CNCF at the beginning of the year decided to abandon OpenTracing development in favor of OpenTelemetry, a slightly broader project. That forced MicroProfile to deprecate MicroProfile OpenTracing API as well. In its place, MicroProfile Telemetry Tracing was created, implementing the OpenTelemetry Tracing standard. It will make its way into the upcoming MicroProfile 6.0, and it will be the one used by Quarkus in the future. This means that all MP OpenTracing users will have to migrate, as the two standards are not fully compatible with each other.

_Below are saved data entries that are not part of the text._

PR #3111, opened 2022-09-02
fix(cli): make file size display consistent

### LINKED ISSUE #3072: make file size display in the CLI consistent
`renku dataset import` shows a header like `Size (B)` and then sizes like `0.5`, whereas `renku dataset ls-files` has a header `Size` and then shows sizes like `0.5 mb` on each entry.

We should make sure all our file size display is consistent and make sure it is correct (e.g. for dataset import the size shown is not actually in Bytes). To this end we should remove the unit from the headers and show it on each entry, with the applicable highest unit that makes sense (MB if bigger than 1MB, kb if bigger than 1 KB etc.).

Panaetius:
closes #3072


mohammad-sdsc (approved):
LGTM, thank you!

PR #3125, opened 2022-09-06
test: fixes flaky test with timing issues

Panaetius:
if two reruns happened in the same second, renku couldn't create an order between them. this fixes that.


mohammad-sdsc (approved):
Thanks!

PR #3132, opened 2022-09-12
docs: support json builder for cheatsheet

### LINKED ISSUE #2960: add missing commands to autogenerated cheatsheet
We should add `renku session` commands to the cheatsheet (in their own section).

We should also add `renku template` commands to the cheatsheet (also in their own section)

`renku rollback` should be added to the cheatsheet as well.

Check if there are any other non-internal commands missing

### LINKED ISSUE #3098: add JSON output for cheatsheet to be used in UI
Initial support was added in a branch in the branch https://github.com/SwissDataScienceCenter/renku-python/tree/feature/cheatsheet-json-output (not merged to develop/master).

The structure of that commit should already match the structure in the UI issue https://github.com/SwissDataScienceCenter/renku-ui/issues/1920 

We should rename/-arrange our groups as outlined in that UI section, add the new commands mentioned and consolidate the cheatsheets, with our PDF showing all entries and UI being able to only show `extended=False` entries.

Probably also makes sense to address https://github.com/SwissDataScienceCenter/renku-python/issues/2960 as there is a big overlap.

This file should be automatically generated in our CI, same as the `cheatsheet.pdf` that we already generate.

Panaetius:
Fixes #3098 
Fixes #2960 

### TODO:
- Having a `Typical Workflow` title and a `Workflows` title is a bit confusing. Should we rename one of them?


Panaetius:
`Typical Workflow` is for UI and is just renku commands in general, typical steps a user might do in a session, `Workflows` is actual `renku workflow` type stuff.

Thank you for your changes, looks good to go :+1:

mohammad-sdsc:
> `Typical Workflow` is for UI and is just renku commands in general, typical steps a user might do in a session, `Workflows` is actual `renku workflow` type stuff.

I know the difference and that's my point here: We are using the same word in two different contexts.

I believe AFA this PR is concerned we can merge it and then discuss that issue with other teams.

mohammad-sdsc (approved):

However, this is not the end when it comes to expanding the scope of cooperation between Quarkus and OpenTelemetry. The framework has decided to drop support for the MicroProfile Metrics API, a metrics standard being developed within MicroProfile itself. Instead, future versions of Quarkus will use Micrometer, a facade similar in nature to SLF4J that allows working with multiple metrics systems. Crucial to this decision is the imminent stabilization of OpenTelemetry Metrics - a metrics standard complementary to OpenTelemetry Tracing - which Micrometer supports out-of-the-box. As a result, the development of a Quarkus extension for SmallRye Metrics, a reference implementation of the standard derived from MicroProfile, will be discontinued.
The whole situation makes me rethink how we understand standards in today's software ecosystem. After all, we face an interesting problem - what if a Java standard (and I guess MicroProfile can already be considered as such) does not implement a general market one like OpenTelemetry Metrics? How should frameworks behave in such a situation? I, from my perspective, support the decisions of this Quarkus. As OpenTelemetry now has wide support in the ecosystem, so both cloud providers and tool developers have more incentive to support it out of the box. In practice, this means less burden on developers with repetitive, infrastructure plumbing. On the other hand, however, it somewhat stands in contrast to the promise of projects like MicroProfile with their common API standard implemented differently by individual vendors.
In fact, the best solution would be consistency - if MicroProfile adopted a wider standard as MP Telemetry Tracing, they should create MP Telemetry Metrics as well. However, I understand that inflating the number of competing APIs in a single standard doesn't do anyone any good either. This proves that standardization is a tradeoff-ish, bumpy process.